# Directions for this task
Repeat every entry exactly as it appears.

[Collected data]
····················
PR #56, opened 2019-08-05
(M) Pageserve delete post button

mukobi:
Add buttons to delete posts from pageserve front-end UI. For security, had to call a proxy route on pageserve which authenticates the user with get_user() and passes the user ID from that along to the posts deletion endpoint.


pageserve/templates/index.html
```diff
@@ -40,9 +60,13 @@ <h2>Past posts</h2>
 <p>{{post.text}}</p>
 {% endif %}
 {% if post.files %}
-  {% for file in post.files %}
-  <img src="{{ file }}">
-  {% endfor %}
+{% for file in post.files %}
```
evankanderson: Why flatten this indentation?

mukobi: Oh, that was unintentional. My autoformatter did that because all the HTML elements inside this jinja are siblings so this is technically correct. Should I unflatten?

cmei4444: I think it's much easier to read when unflattened - is there a way to disable the flattening?

pageserve/templates/index.html
```diff
@@ -33,9 +53,13 @@ <h2>Past posts</h2>
...
+<img src="{{ file }}">
+{% endfor %}
+{% endif %}
+
+{% if post.author_id == session["user_id"] %}
+<a href='#' onClick="{{'deletePost(\'' + post._id['$oid'] + '\');'}}">Delete</a>
```
cmei4444: This is a little hard to read, I think it's cleaner to just put `post._id['$oid']` in the braces:

```
onClick="deletePost('{{ post._id['$oid'] }}')"
```

pageserve/test_routes.py
```diff
@@ -32,6 +32,9 @@
 VALID_USER_AUTH_STATUS = 201
 
 EXAMPLE_USER = "app_user"
+EXAMPLE_USER_OBJECT = {
+    "user_id": "app_user",
+    "name": "app_user"}
```
cmei4444: Use `EXAMPLE_USER` here?

mukobi: See #58

pageserve/templates/index.html
mukobi: I just disabled my autoformatter for HTML files and reindented the file manually https://github.com/knative-portability/large-events/pull/56/commits/6568c90c905771f17b84959aa39f9a457eb4a955

pageserve/templates/index.html
mukobi: Thanks, much cleaner. Done https://github.com/knative-portability/large-events/pull/56/commits/e669f9dfbadb277761d5b45d24fe90e09c4acced

PR #60, opened 2019-08-06
(XL) Standardize quotation marks

mukobi:
Standardize quotation mark usage. Now all Python uses single quotes, except where a substring is to be in quotes in which case the whole string uses single quotes and the substring uses double quotes (e.g. `'She said, "Foobar."'`).


pageserve/templates/index.html
```diff
@@ -75,8 +75,7 @@ <h2>Create New Post</h2>
             <label for="event_id">Event ID:</label>
             <select id="event_id" name="event_id">
                 {% for event in events %}
-                    <!-- TODO (cmei4444) - update field names once other changes are pushed -->
-                    <option value="{{ event._id['$oid'] }}">{{ event._id["$oid"] }} - {{ event.name }}</option>
+                <option value="{{ event._id['$oid'] }}">{{ event._id['$oid'] }} - {{ event.name }}</option>
```
cmei4444: Sorry, just noticed your merge - Should there be double quotes on the second `"$oid"`?

mukobi: Done https://github.com/knative-portability/large-events/pull/60/commits/f8f41cd6804b79d0a3e1086aa6d1b277b1220f79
····················
# Answer space
PR #56, opened 2019-08-05
(M) Pageserve delete post button

mukobi:
Add buttons to delete posts from pageserve front-end UI. For security, had to call a proxy route on pageserve which authenticates the user with get_user() and passes the user ID from that along to the posts deletion endpoint.


pageserve/templates/index.html
```diff
@@ -40,9 +60,13 @@ <h2>Past posts</h2>
 <p>{{post.text}}</p>
 {% endif %}
 {% if post.files %}
-  {% for file in post.files %}
-  <img src="{{ file }}">
-  {% endfor %}
+{% for file in post.files %}
```
evankanderson: Why flatten this indentation?

mukobi: Oh, that was unintentional. My autoformatter did that because all the HTML elements inside this jinja are siblings so this is technically correct. Should I unflatten?

cmei4444: I think it's much easier to read when unflattened - is there a way to disable the flattening?

pageserve/templates/index.html
```diff
@@ -33,9 +53,13 @@ <h2>Past posts</h2>
...
+<img src="{{ file }}">
+{% endfor %}
+{% endif %}
+
+{% if post.author_id == session["user_id"] %}
+<a href='#' onClick="{{'deletePost(\'' + post._id['$oid'] + '\');'}}">Delete</a>
```
cmei4444: This is a little hard to read, I think it's cleaner to just put `post._id['$oid']` in the braces:

```
onClick="deletePost('{{ post._id['$oid'] }}')"
```

pageserve/test_routes.py
```diff
@@ -32,6 +32,9 @@
 VALID_USER_AUTH_STATUS = 201
 
 EXAMPLE_USER = "app_user"
+EXAMPLE_USER_OBJECT = {
+    "user_id": "app_user",
+    "name": "app_user"}
```
cmei4444: Use `EXAMPLE_USER` here?

mukobi: See #58

pageserve/templates/index.html
mukobi: I just disabled my autoformatter for HTML files and reindented the file manually https://github.com/knative-portability/large-events/pull/56/commits/6568c90c905771f17b84959aa39f9a457eb4a955

pageserve/templates/index.html
mukobi: Thanks, much cleaner. Done https://github.com/knative-portability/large-events/pull/56/commits/e669f9dfbadb277761d5b45d24fe90e09c4acced

PR #60, opened 2019-08-06
(XL) Standardize quotation marks

mukobi:
Standardize quotation mark usage. Now all Python uses single quotes, except where a substring is to be in quotes in which case the whole string uses single quotes and the substring uses double quotes (e.g. `'She said, "Foobar."'`).


pageserve/templates/index.html
```diff
@@ -75,8 +75,7 @@ <h2>Create New Post</h2>
             <label for="event_id">Event ID:</label>
             <select id="event_id" name="event_id">
                 {% for event in events %}
-                    <!-- TODO (cmei4444) - update field names once other changes are pushed -->
-                    <option value="{{ event._id['$oid'] }}">{{ event._id["$oid"] }} - {{ event.name }}</option>
+                <option value="{{ event._id['$oid'] }}">{{ event._id['$oid'] }} - {{ event.name }}</option>
```
cmei4444: Sorry, just noticed your merge - Should there be double quotes on the second `"$oid"`?

mukobi: Done https://github.com/knative-portability/large-events/pull/60/commits/f8f41cd6804b79d0a3e1086aa6d1b277b1220f79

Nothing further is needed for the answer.